1. The first contention assumes that payments on the purchase price of the *Page 414 stock reduced the loan pro tanto. We do not agree. The loan contract and the stock subscription were separate contracts. Aetna Bldg. Loan Ass'n v. Hahn, 82 Okla. 110, 198 P. 331; Hickman v. Oklahoma Savings Loan Ass'n, 169 Okla. 224,36 P.2d 928; Walker v. Local Bldg. Loan Ass'n, 176 Okla. 168,54 P.2d 1078. The fact that the stock subscription was contained in the note, or referred to therein, did not necessarily make them one contract. The evidence shows that the accounts were carried separately on each, and it is not contended that defendant was misled by the reference to the stock subscription contained in the note, or that she did not understand just how her payments would be apportioned between the two accounts. The evidence establishes that the transaction was in the usual form of building and loan association loans, and contemplated the retirement of the loan by the cancellation of the stock when the portion of the monthly payments apportioned to the purchase of the stock, plus the dividends thereon, equaled the face of the note. The plan upon which the loan was made is sanctioned by our statutes, and our prior decisions, above cited. If, as contended by defendant, plaintiff is by such plan enabled to realize approximately 18 per cent on money loaned by it, any attack upon the plan as violative of the usury laws should be addressed to the Legislature.

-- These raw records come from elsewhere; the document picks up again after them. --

PR #2351, opened 2025-07-02
Bump patch version 0.14.35

costachris:
Bump patch version to 0.14.35 for release.


imreddyTeja (approved):
`NEWS.md` has not been updated in a while, but that can be done in a different PR. 
I think it would be good to at least add `NEWS.md` entries for v0.14.34 and v0.14.35, even if they are blank or incomplete, but I'm also fine leaving that for later.

PR #171, opened 2022-04-08
support map-like values as actuals in embeds matcher

dchelimsky:
# Problem

This fails

```clojure
(deftest person-test
  ,,,
  (match? {:first-name "David"} (fn-that-returns-datomic-entity-including {:first-name "David"}))
```

The reason is that the `embeds` matcher checks to see that the actual value is a `map?`, which a Datomic EntityMap is not.

# Solution

Generalize the type check for the actual value to allow for anything that is `associative?` but not `sequential?` (to avoid comparing vectors with maps).

### DIFF
--- a/CHANGELOG.md
+++ b/CHANGELOG.md
@@ -3,6 +3,9 @@ All notable changes to this project will be documented in this file. This
 change log follows the conventions of
 [keepachangelog.com](http://keepachangelog.com/).
 
+## [3.5.0]
+- embeds matcher supports map like (associative, not sequential) actual values
+
 ## [3.4.0]
 - Eliminate "already refers to" warning on `abs` for clojure-1.11.0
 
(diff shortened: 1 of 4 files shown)


marcobiscaro2112 (approved):

philomates:
> IMO equals should not match for different types, but I could be convinced.

sounds good, I think I agree. Wanted to see what folks thought though because it did cause a moment of confusion for me when I wrapped it in a `m/equals` to try to assert all keys were accounted for. Maybe a case for the `via` thing.

> a generative test that produces any data structure besides a map and always fails to match

wouldn't the following cover it?
```clojure
(is (not (core/indicates-match?
           (core/match (matchers/equals {:a 1}) map-like))))
```

dchelimsky:
> wouldn't the following cover it?

Yes! Have at it (or I can do it, but not today).

PR #174, opened 2022-09-07
move midje to scope provided

dchelimsky:
# Problem

Users who don't rely on midje support incur a transitive dependency on midje anyway.

# Solution

Move midje dependency to :scope "provided"


src/clj/matcher_combinators/midje.clj
```diff
@@ -89,7 +96,9 @@
       (throw (ArityException. arg-count "throws-match")))))
 
 (checkers.defining/defchecker throws-match
```
marcobiscaro2112, line 98: Does `defchecker` support metadata? Can we/do we need to add `^:deprecated` here too?

src/clj/matcher_combinators/midje.clj
```diff
@@ -130,11 +139,15 @@
          ::result/weight 1}))))
 
 (def match-equals
```
marcobiscaro2112, line 141: Add `^:deprecated`?

marcobiscaro2112 (approved):

src/clj/matcher_combinators/midje.clj
dchelimsky: Done here and for `match-roughly`

src/clj/matcher_combinators/midje.clj
dchelimsky: Yes, as it turns out. Done.

.clj-kondo/marick/midje/config.edn
```diff
@@ -0,0 +1,80 @@
+{:hooks {:analyze-call {midje.sweet/tabular marick.midje/tabular}}
```
philomates, line 1: @borkdude do you know if committing these configs here in combination with tagging `midje` as `:scope "provided"` in the `matcher-combinators` deps mean that the `midje` configs for `clj-kondo` would be still be picked up via `clj-kondo --lint $(clojure -Spath) --dependencies --copy-configs` ?

Like does `--copy-configs` copy all `.clj-kondo` configs from a lib even if it is from a different org namespace?

CHANGELOG.md
```diff
@@ -3,6 +3,12 @@ All notable changes to this project will be documented in this file. This
 change log follows the conventions of
 [keepachangelog.com](http://keepachangelog.com/).
 
+## [3.6.1]
+- deprecate the matcher-combinators.midje ns and functions in it
```
philomates, line 7: Fun to imagine this resulting in tens of thousands of new "deprecated" lint warnings in the test suites that Nubank still hasn't migrated away from Midje. Maybe this will help stoke the fire :P

philomates (approved):

philomates:
maybe (too) dirty, but we could also move all the midje-related matcher-combinator stuff into midje itself, but still under the same `matcher-combinator.midje` namespace so that any midje users would see the same stuff/not require any code changes, but we could go clean from `midje` here

scottbale:
Documenting here for clarity: Newer PR #197 deleted `project.clj` (which was where "scope provided" was specified). In its place, `deps.edn` confines `midge` dependency to the `:extra-deps` of `:dev` alias. (See also `:midje-test` alias.) I will rename this PR to make that more clear.

CHANGELOG.md
dchelimsky: Nobody cares about deprecation warnings except @acamargo and me.

CHANGELOG.md
```diff
@@ -3,6 +3,12 @@ All notable changes to this project will be documented in this file. This
 change log follows the conventions of
 [keepachangelog.com](http://keepachangelog.com/).
 
+## 3.8.4 / 2023-02-08
+- deprecate the matcher-combinators.midje ns and functions in it
+- move midje dependency to :scope "provided"
+  - this eliminates the transitive dep for those not using midje features
```
scottbale, line 9: These two lines are no longer valid. #197 (since merged into this PR) removed `project.clj` and effectively already removed midje as a transitive dependency.

dchelimsky:
@philomates I updated the CHANGELOG and README. Please re-review. If it's good for you I'll go ahead and merge it.

scottbale (approved):

Issue #188, opened 2022-12-07
Consider adding a deps.edn


lread:
## Currently
matcher-combinators only has a `project.clj`

## Opportunity
Adding a `deps.edn` allows for easy:
- access to unreleased works-in-progress to support testing via git dep
- access to works-in-progress locally via `:local\root` dep

## Next steps
If you think this is a good idea, happy to help with a PR.

## Related
#174 - I would think a `deps.edn` would not reference midje.

philomates:
thanks for the suggestion, excited to get all the goodness of the `deps.edn` tooling.
Addressed in https://github.com/nubank/matcher-combinators/pull/197

Issue #156, opened 2021-02-09
match? seems broken in CLJS


wilkerlucio:
Hello, I'm trying to use it to test with clojure.test in CLJS, but the `match?` always returns true, example case:

```clojure
(deftest sample-test
  (is (match? (m/embeds {:foo "bar"}) {})))
```

The test passes, I expect it to fail.

philomates:
Hey @wilkerlucio!
I'm pretty unfamiliar with cljs setups, but I copied your example into `test/cljs/matcher_combinators/cljs_example_test.cljs` and ran it both with `lein test-node` and `lein test-phantom` and in both cases it fails. 
In what context are you running the example?

wilkerlucio:
Hello @philomates , thanks for checking!

The setup I'm trying is with Shadow CLJS on the browser, I made a complete repro demo, can you try this? https://github.com/wilkerlucio/match-comb-shadow-repro

philomates:
nice, I got it working (err, that is passing incorrectly)
Some notes before I log off for the day:
 - expected failure behavior is demonstrated when you target nodejs via `shadow-cljs compile test-λ && node out/node-tests.js` after adding the following to shadow-cljs.edn
 ```
          :test-λ {:target    :node-test
                   :output-to "out/node-tests.js"
                   :ns-regexp "-test$"
                   :autorun   true}
```
 - shadow-cljs has some weird monkey-patching of cljs.test https://github.com/thheller/shadow-cljs/blob/master/src/main/shadow/test.cljs. Found this thanks to a comment in https://github.com/lambdaisland/chui/blob/master/modules/chui-core/src/lambdaisland/chui/runner.cljs#L85-L87
 - matcher-combinators does some weird stuff to register `match?` in cljs: https://github.com/nubank/matcher-combinators/blob/master/src/cljc/matcher_combinators/cljs_test.cljc#L15-L25

I'm suspecting that the test reporting for `match?` isn't properly being handled in when targeting `:browser-test`.
I'll try to dig a little farther tomorrow but maybe @plexus knows right off the bat what's going on here, given the work with chui?

plexus:
[...]

Issue #83, opened 2019-08-19
Not registering failures on async tests


mauricioszabo:
I'm using Shadow-CLJS, and devcards, to test async code. If I try to use this library to test it, and there's a failure, it's not being registered. It's kinda tedious to reproduce this error, so I created a repository to reproduce it: https://github.com/mauricioszabo/bug-info-example

To simplify, a test with devcards like this one:

```clojure
(defn some-code [a]
  (js/Promise. (fn [resolve]
                 (js/setTimeout #(resolve (+ a 10))
                                1000))))

(set! cards/test-timeout 8000)
(cards/deftest some-async-test
  (async done
    (.. (some-code 12)
        (then (fn [res] (is (match? 21 res))))
        (then done)
        (catch done))))

(cards/deftest correct-async-test
  (async done
    (.. (some-code 12)
        (then (fn [res] (is (= 21 res))))
        (then done)
        (catch done))))
```

Will produce the following HTML output:

![image](https://user-images.githubusercontent.com/138037/63275822-9a2cc480-c278-11e9-8d9b-8a83bd5950ce.png)

On the test with `matcher-combinators`, neither the failure nor the assertion is registered.

kommen:
I'm running into the same problem: mismatches using `match?` are not registered and when using `async` in cljs tests. 

Looking at the report handlers, it looks like it is handled the same way as the `:fail` handlers in cljs.test, so it's not obvious to me what is wrong here:

https://github.com/nubank/matcher-combinators/blob/638b7c8dd0ceb881f4edcb38676c3b60ad0f6a10/src/cljc/matcher_combinators/cljs_test.cljc#L103-L121

plexus:
The async is a red herring here, matcher-combinators does not work with devcards or kaocha-cljs in general:

``` clojure
(cards/deftest non-async-test
  (is (match? 22 12)))
```

![2019-09-11-145601_1555x437_scrot](https://user-images.githubusercontent.com/32212/64699060-4e9abe80-d4a4-11e9-9d68-5109a83a668a.png)

Because neither of these test runners have implementations for the `:matcher-combinators/mismatch` message. The situation is similar for Clojure, but there Kaocha explicitly contains [support for matcher combinators](https://github.com/lambdaisland/kaocha/blob/v0.0-529/src/kaocha/matcher_combinators.clj), I have written about this a little [over here](https://cljdoc.org/d/lambdaisland/kaocha/0.0-529/api/kaocha.report).

[...]

PR #189, opened 2022-12-13
Make cljs version work with browser tests

philomates:
Should address https://github.com/nubank/matcher-combinators/issues/156 and https://github.com/nubank/matcher-combinators/issues/83, which @zampino and I ran into today ourselves.
The idea behind the fix is to apply the changes done in https://github.com/nubank/matcher-combinators/commit/7635d040fb81ad44b3587644d75bba8961269dc7 for clj clojure.test to the cljs branch of the code.

note that I still haven't figured out how to get ansi color escape codes to print well in the browser. If anyone has ideas please chime in. (EDIT: calling `(matcher-combinators.ansi-color/disable!)
` from https://github.com/nubank/matcher-combinators/pull/196 can do it)
20221213_17h25m12s_grim

I'm adding a `deps.edn` file for ease of launching `shadow-cljs`. I imagine nubank will still do deploys using its `lein` based-infra (assuming a migration over to clj deps hasn't happened yet) but probably still nice to have `deps.edn` as mentioned also by @lread in https://github.com/nubank/matcher-combinators/issues/188

### DIFF
--- a/deps.edn
+++ b/deps.edn
@@ -1,0 +1,16 @@
+{:paths ["src/clj" "src/cljc" "src/cljs"]
+ :deps {org.clojure/clojure {:mvn/version "1.11.1"}
+        org.clojure/spec.alpha {:mvn/version "0.3.218"}
+        org.clojure/math.combinatorics {:mvn/version "0.1.6"}}
+
+ :aliases
+ {:dev
+  {:extra-paths ["dev" "test/cljc" "test/cljs" "test/clj"]
+   :extra-deps {org.clojure/test.check {:mvn/version "1.1.1"}
+                orchestra/orchestra {:mvn/version "2021.01.01-1"}}}
+
+  :cljs-test
+  {:extra-paths ["test/cljc" "test/cljs"]
+   :main-opts ["-m" "shadow.cljs.devtools.cli"]
+   :extra-deps {org.clojure/test.check {:mvn/version "1.1.1"}
+                thheller/shadow-cljs {:mvn/version "2.18.0"}}}}}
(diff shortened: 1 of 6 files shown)


src/cljc/matcher_combinators/cljs_test.cljc
```diff
@@ -9,6 +9,18 @@
...
+(defrecord CljsMismatch [summary match-result])
+
+(defn tagged-for-pretty-printing [actual-summary result]
+  (->CljsMismatch actual-summary result))
+
+#?(:cljs
+   (extend-protocol IPrintWithWriter
+     CljsMismatch
+     (-pr-writer [cljs-mismatch writer _]
+       (-write writer (printer/as-string (-> cljs-mismatch :match-result ::result/value))))))
```
philomates, line 21: is there a way to do this without going through `printer/as-string`? Something similar to the clj version that does:
```clojure
(defmethod clojure.core/print-method ::mismatch [{:keys [match-result]} out]
  (binding [*out* out]
    (printer/pretty-print (::result/value match-result))))
```

deps.edn
```diff
@@ -0,0 +1,16 @@
+{:paths ["src/clj" "src/cljc" "src/cljs"]
```
dchelimsky, line 1: Maintaining both deps.edn and project.clj is error prone. WDYT about just moving the whole project to tools.deps (deps.edn)?

philomates: I like the idea but it would require somebody at Nubank to migrate the lib release automation, right?

philomates: ah right, then yeah I can try to do that

Issue #149, opened 2020-09-14
`seq-of` matcher


dchelimsky:
Add a matcher that matches a non-empty sequence of elements that match a supplied matcher, e.g.

```clojure
(match? (seq-of {:name string? :id uuid?})
        [{:name "Michael"
         :id    #uuid "c70e35eb-9eb6-4e3d-b5da-1f7f80932db9"}])
```

This impl works, but the resulting failure message leaves something to be desired:

```clojure
(defn seq-of [matcher] (fn [coll] (and (seq coll) (every? (partial matcher-combinators.standalone/match? matcher) coll))))
```

philomates:
giving it a shot in https://github.com/nubank/matcher-combinators/pull/191, what do you think?

Issue #18, opened 2018-02-12
Implement matcher for checking a property against some or all of the sequence values


philomates:
similar to midje's [`has`](https://github.com/marick/Midje/wiki/Checking-sequential-collections#has-checks-a-property-against-some-or-all-of-the-sequence-values)

This might not fit well with the approach that `matcher-combinators` takes, depending on the actual data-structure. Could potentially handle this with infinite series `(match (repeat odd?) [1 3 5])`

dchelimsky:
@philomates doesn't `(embeds [m1 m2 ,,,] <sequence>)` cover this? Or am I missing something?

philomates:
yeah, I think so. This wasn't really a fleshed out idea, just an observation by a colleague that I turned into an issue. Going to close it out

PR #191, opened 2022-12-14
Add `seq-of`, `all-of`, and `any-of` combinators

philomates:
addresses https://github.com/nubank/matcher-combinators/issues/149

an example of the difference between the new `seq-of` matcher and @dchelimsky 's temporary workaround `(defn seq-of [matcher] (fn [coll] (and (seq coll) (every? (partial matcher-combinators.standalone/match? matcher) coll))))`
20221214_13h57m17s_grim

not sure if this additional expressiveness is opening a can of worms in terms of the complexity available to users. It has been asked for before though in https://github.com/nubank/matcher-combinators/issues/18 and https://github.com/nubank/matcher-combinators/issues/149 and a few times during in-person chats

### DIFF
--- a/CHANGELOG.md
+++ b/CHANGELOG.md
@@ -4,13 +4,9 @@ change log follows the conventions of
 [keepachangelog.com](http://keepachangelog.com/).
 
 ## Unreleased
-- Introduce `seq-of`, `any-of`, and `all-of` matchers combinators
-   * `seq-of` takes an expected matcher and creates a new matcher over a
-     sequence, where each element matches the provided expected matcher.
-   * `any-of` takes any number of matchers, successfully matching when at least
-     one matches.
-   * `all-of` takes any number of matchers, successfully matching when all
-     match.
+- Add `seq-of` matcher, which takes a matcher, successfully matching when each element matches the provided matcher.
+* Add `any-of` matcher, which takes any number of matchers, successfully matching when at least one matches.
+* Add `all-of` matcher, which takes any number of matchers, successfully matching when all match.
 
 - Add 2-arity `pred` matcher where the second argument is a description text.
   Useful for mismatch messages when the pred is an anonymous function.
--- a/CHANGELOG.md
+++ b/CHANGELOG.md
@@ -4,6 +4,14 @@ change log follows the conventions of
 [keepachangelog.com](http://keepachangelog.com/).
 
 ## Unreleased
+- Introduce `seq-of`, `any-of`, and `all-of` matchers combinators
+   * `seq-of` takes an expected matcher and creates a new matcher over a
+     sequence, where each element matches the provided expected matcher.
+   * `any-of` takes any number of matchers, successfully matching when at least
+     one matches.
+   * `all-of` takes any number of matchers, successfully matching when all
+     match.
+
 - Add 2-arity `pred` matcher where the second argument is a description text.
   Useful for mismatch messages when the pred is an anonymous function.
 - Allow globally configuring ANSI color emission via newly added `enable!` and
--- a/src/cljc/matcher_combinators/core.cljc
+++ b/src/cljc/matcher_combinators/core.cljc
@@ -283,27 +283,23 @@
        actuals])))
 
 (defn- sequence-match [expected actual subseq?]
-  (if-not (sequential? actual)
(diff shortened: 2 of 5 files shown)


src/cljc/matcher_combinators/matchers.cljc
```diff
@@ -114,6 +120,11 @@
   [transform-actual-fn expected]
   (core/->ViaMatcher transform-actual-fn expected))
 
+(defn either
+  "A matcher that successfully matches if one of the two provided matchers matches."
+  [left-expected right-expected]
+  (core/->Either left-expected right-expected))
```
philomates, line 126: I wonder if `either` should take in an arbitrary number of arguments instead of just 2.

It starts to look like `clojure.core/some-fn`, which makes me wonder if we should also introduce an analog to `clojure.core/every-pred`, say `m/every`, so you can do things like

```clojure
(is 
  (match?
    (m/every (m/prefix [1 2 3]) #(> (count %) 5))
    (some-expr))
  "a list starting with 1 2 3 that has more than 5 elems")
```

ericdallo: Looks a little bit more complex and may cause some confusion for users, I suggest sticking with either or even drop it for now, fine with keeping it though.

dchelimsky: We've got two separate problems here:
- apply a single matcher to every element in a sequence
- apply n matchers to a single element

`either` definitely leaves me wanting something like the `m/every` that you propose, so, for me, the pair of `seq-of` and `every` seem good from a functionality perspective. We should explore the names a bit more.

dchelimsky: How about `any` instead of `Either`? I'd prefer to avoid anything that implies monads :)

philomates: I'm fine with `any`; `either` to me connotes two-ness ("either one or the other"). 
note that `any` has the downside of potentially being conflated with clojure's `(defn any? [x] true)` which is pretty different

dchelimsky: `any-of` and `all-of`?

philomates: done in https://github.com/nubank/matcher-combinators/pull/191/commits/c38bd9c6611da087ba8b5c0f60fd455310924c63

src/cljc/matcher_combinators/core.cljc
```diff
@@ -503,6 +513,49 @@
...
+    (reduce (fn [_acc matcher]
+              (if (= ::end matcher)
+                {::result/type   :match
+                 ::result/value  actual
+                 ::result/weight 0}
+                (let [result (match matcher actual)]
+                  (when-not (indicates-match? result)
+                    (reduced
+                      {::result/type   :mismatch
+                       ::result/value  (model/->Mismatch (concat ['all-of] matchers) actual)
```
philomates, line 552: note that mismatch info doesn't tell you want matched and what didn't. I imagine we could improve the info returned, but maybe would be nice to in a follow-up(?)

CHANGELOG.md
```diff
@@ -4,6 +4,14 @@ change log follows the conventions of
...
 
 ## Unreleased
+- Introduce `seq-of`, `any-of`, and `all-of` matchers combinators
+   * `seq-of` takes an expected matcher and creates a new matcher over a
+     sequence, where each element matches the provided expected matcher.
+   * `any-of` takes any number of matchers, successfully matching when at least
+     one matches.
+   * `all-of` takes any number of matchers, successfully matching when all
+     match.
+
```
dchelimsky, line 14:
```suggestion
- Add `seq-of` matcher, which takes a matcher, successfully matching when each element matches the provided matcher.
* Add `any-of` matcher, which takes any number of matchers, successfully matching when at least one matches.
* Add `all-of` matcher, which takes any number of matchers, successfully matching when all match.

```

dchelimsky:
OK - this with the other 2 make for a solid release. I'll merge this and release all of this by tomorrow - maybe today.

dchelimsky:
Released in 3.8.0: https://clojars.org/nubank/matcher-combinators

Issue #193, opened 2023-01-20
Question: Minimum supported Clojure version for matcher-combinators?


lread:
Hiya, I continue to really enjoy using matcher-combinators, thanks again for an awesome library!

One thing I'm not entirely confident of is the minimum Clojure version required to run matcher-combinators. 

I see that [the current pom](https://repo.clojars.org/nubank/matcher-combinators/3.7.2/matcher-combinators-3.7.2.pom) specifies Clojure 1.11.1:

```xml
    <dependency>
      <groupId>org.clojure</groupId>
      <artifactId>clojure</artifactId>
      <version>1.11.1</version>
    </dependency>
```
And that strongly implies that Clojure 1.11.1 is the minimum recommended version.

If that's the case that's fine, but maybe we should also state it clearly in the README?
Lemme know, can do a quick PR for that.

Why do I ask, you ask? Well, I'm doing some maintenance on pomegranate, and I thought, [woo matcher-combinators would be nice in these tests](https://github.com/clj-commons/pomegranate/issues/152), but then I remembered, oh yeah, pomegranate wants to support back at least Clojure 1.8. And I want to test pomegranate with each supported Clojure version on CI.

If 1.11.1 is not the actual min supported version for matcher-combinators,
and you want to add CI tests against older versions of Clojure, I am happy to help with that.

philomates:
We have a clojure 1.8 profile in `project.clj` but running `lein with-profile 1.8 test` errors due to `clojure.spec.alpha`, which I guess doesn't work on 1.8(?).
Spec isn't super used in matcher-combinators so maybe there is a way around it. But we do use the namespace keyword alias thing (`::`), which is clojure 1.9, right?

lread:
Thanks for the reply @philomates!

I think the `::` syntax has been there since the start:

```Clojure
❯ clj -Sdeps '{:deps {org.clojure/clojure {:mvn/version "1.0.0"}}}'
Clojure 1.0.0-
user=> ::foo
:user/foo
user=> 
```

What is newer is [namespace map syntax introduced in Clojure 1.9](https://clojure.atlassian.net/browse/CLJ-1910).


```Clojure
❯ clj -Sdeps '{:deps {org.clojure/clojure {:mvn/version "1.9.0"}}}' 
Clojure 1.9.0
user=> #::{:foo 1}
#:user{:foo 1}
user=> 
```

And Clojure spec is 1.9+ too.

[...]

PR #194, opened 2023-01-23
Adapt library to support Clojure 1.8

philomates:
Since it is easy enough to do
Related to https://github.com/nubank/matcher-combinators/issues/193


philomates:
@lread would you be up to review this change as you're familiar with these setups in other projects?

deps.edn
```diff
@@ -2,15 +2,18 @@
              "clojars"  {:url "https://clojars.org/repo/"}}
  :paths ["src/clj" "src/cljc" "src/cljs"]
  :deps {org.clojure/clojure {:mvn/version "1.11.1"}
```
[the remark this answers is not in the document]
lread: Yeah, I think so @philomates, if this ends up in the pom.
If a library pom specifies Clojure as a dep, I think it should specify the min required version.

.github/workflows/clojure.yml
```diff
@@ -40,11 +40,23 @@ jobs:
     - name: Run midje tests
       run: bb test:midje
 
-    - name: Run clj tests
-      run: bb test:clj
+    - name: Run clj tests with Clojure 1.8
+      run: bb test:clj -A:1.8
```
lread, line 45: So in bb.edn we have:

`(apply clojure "-A:dev:clj-test:test-runner" *command-line-args*)`

Which means we can specify `-A` multiple times? I did not know/remember that.

A bit pedantic maybe but: `-M` has replaced `-A`. So probably should be using `-M` instead of `-A`.

philomates: hmmm, yeah, I see those CLI warnings about `-A` being deprecated.
I tried replacing `-A` with `-M` in `clj:test`'s `(apply clojure "-A:dev:clj-test:test-runner" *command-line-args*)` and it makes it so passing an additional `-A:1.9` doesn't work :/

lread: So if my wee bit of experiment at the terminal is right, it seems multiple `-A`s concatenate whereas for multiple `-M`s the first one wins. 

Your repeating `-A` trick seems to keep the code nice and simple at the cost of a warning and (perhaps) taking advantage of an obscure behaviour.

Much less verbose than the little wrappers I tend to write. [Here's one as an example if you are interested](https://github.com/clj-commons/clj-yaml/blob/4bd5bdf1c068cec31ba96e3089f34593f59b7875/script/test_clj.clj).

philomates:
Thanks for the review @lread! I incorporated all the suggestions except the `-A`/`-M` change; figured it is okay debt for now that can be addressed if the build becomes more complex

Issue #202, opened 2023-03-07
`matchers/match-with` misbehaves for CLJS numbers


bryanluu:
When playing around with the `matchers/match-with` method in a CLJS test to set numeric matchers to use `matchers/within-delta`, I discovered an interesting bug. When using `matchers/within-delta` directly, the test behaves as expected. However, when using `matchers/match-with [number? (matchers/within-delta delta)] expected`, a clojurescript test would fail with the message: 

> Error: No protocol method Matcher.-matcher-for defined for type number ,,,

The following test illustrates this issue.
```clojure
(ns example-test
  (:require [matcher-combinators.test] ; adds support for `match?` and `thrown-match?` in `is` expressions
            [matcher-combinators.matchers :as m]
            #?(:clj [clojure.test :refer [deftest testing is]]
               :cljs [cljs.test :refer-macros [deftest testing is]])))

(deftest failing-matcher-test
  (testing "Example numeric test-case"
    (testing "which passes"
      (is (match? (m/within-delta 0.05 1) 0.99)))
    (testing "which errors"
      (is (match? (m/match-with [number? (m/within-delta 0.05)] 1) 0.99)))))
```

I am using `nubank/matcher-combinators {:mvn/version "3.4.0"}`. This behaviour seems to only affect the `number?` checks.

philomates:
Hey, thanks for the issue + reproduction steps.
I found the main issue and am patching it in https://github.com/nubank/matcher-combinators/pull/203 (still a work in progress)

philomates:
I released a fix in 3.8.6, sorry for the delay

PR #203, opened 2023-03-13
WIP: fix match-with for cljs

philomates:
addresses https://github.com/nubank/matcher-combinators/issues/202

it uncovered an issue with `pred` when used in `match-with` that I still need to figure out (tests are currently failing because of this)


NoahTheDuke:
Looks like the tests aren't returning a non-0 status so CI isn't failing but the tests are failing:

https://github.com/nubank/matcher-combinators/actions/runs/5586358717/job/15128852733

PR #204, opened 2023-03-24
Configure clj-kondo for ClojureScript as well

ferdinand-beyer:
The exported clj-kondo configuration currently only considers Clojure's `clojure.test`, but not ClojureScript's `cljs.test`. Therefore you'll get linter errors when using `match?` in ClojureScript tests.


philomates (approved):
nice, thanks for the patch

philomates:
released as `3.8.5`

PR #208, opened 2023-05-04
Extra info for seq-of

kdmoreira:
Matcher `seq-of` expects a non-empty sequence, but it wasn't clear from the docs.

### DIFF
--- a/README.md
+++ b/README.md
@@ -176,7 +176,7 @@ for a specific value, e.g.
 
 - `set-equals`/`set-embeds` similar behavior to `equals`/`embeds` for sets, but allows one to specify the matchers using a sequence so that duplicate matchers are not removed. For example, `(equals #{odd? odd?})` becomes `(equals #{odd})`, so to get around this one should use `(set-equals [odd? odd])`.
 
-- `seq-of` takes an expected matcher and creates a new matcher over a sequence, where each element matches the provided expected matcher. Analogous to `clojure.core/every?`.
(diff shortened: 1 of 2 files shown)


dchelimsky:
Thinking this through a bit more since first bringing it up: another possibility is to let it validate an empty sequence. That would align with Clojure's handling of sequences in general e.g. `(map f []) ;; => ()`

An argument against doing this is that it could lead to false positives.

WDYT?

dchelimsky:
> Thinking this through a bit more since first bringing it up: another possibility is to let it validate an empty sequence. That would align with Clojure's handling of sequences in general e.g. `(map f []) ;; => ()`
> 
> An argument against doing this is that it could lead to false positives.
> 
> WDYT?

Also:

```clj
> (every? odd? [])
true
```

philomates:
I'd be up for doing a breaking change (4.0.0?) to fix this to be in-line with clojure's behavior

dchelimsky:
We could also deprecate `seq-of` and add an `every` matcher to avoid a breaking change.

philomates:
I kind of liked that we had these `*-of` matchers: `any-of`, `all-of`, and `seq-of`.
If we rename `seq-of` to `every`, should we also rename `any-of` and `all-of`? If so do you have good name suggestions that consider https://github.com/nubank/matcher-combinators/pull/191#discussion_r1090881179 ?
There is also the downside of shadowing `clojure.core` with `every`.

We hold that the evidence does not establish payment or overpayment of the loan.
2. The second contention is likewise without merit. The method of computing dividends was clearly set forth in the by-laws of plaintiff. Thereby it was provided that "The dividends so declared shall be credited to the accounts of the installment and prepaid stock in proportion to the net amounts paid in on such stock, and the time such amounts have been in the treasury of the association since the dividend date last preceding." The statutes do not provide a method for the computation of dividends. The by-laws were subject to the approval of the building and loan board. 18 O. S. 1941 § 315. They were so approved, and became a part of the contract between plaintiff and defendant (Federal Sav. Loan Ass'n of Oklahoma v. Baxter, 185 Okla. 311, 91 P.2d 760) and in the absence of statutory regulation of the particular matter with which they dealt, are to be taken as the governing law. 18 O. S. 1941 § 223; Federal Sav. Loan Ass'n of Oklahoma v. Baxter, supra. The method of computation of dividends to be credited on her stock was known to defendant, or could have been ascertained by her, before she secured the loan, and she may not now complain that it is inequitable.
3. The third contention is based upon what defendant contends was the disproportion of plaintiff's surplus to the dividend rate. The evidence establishes without conflict that the dividend rates for the years of which defendant complains were fixed by the State Building and Loan Board after a study of plaintiff's financial statement. The trial court heard a great deal of evidence upon this question, and decided that the evidence did not sustain defendant's contention. We have examined the record, and find that the judgment of the trial court is supported by the evidence.
Affirmed.
WELCH, C. J., and OSBORN, BAYLESS, GIBSON, and DAVISON, JJ., concur. CORN, V. C. J., and RILEY and ARNOLD, JJ., absent.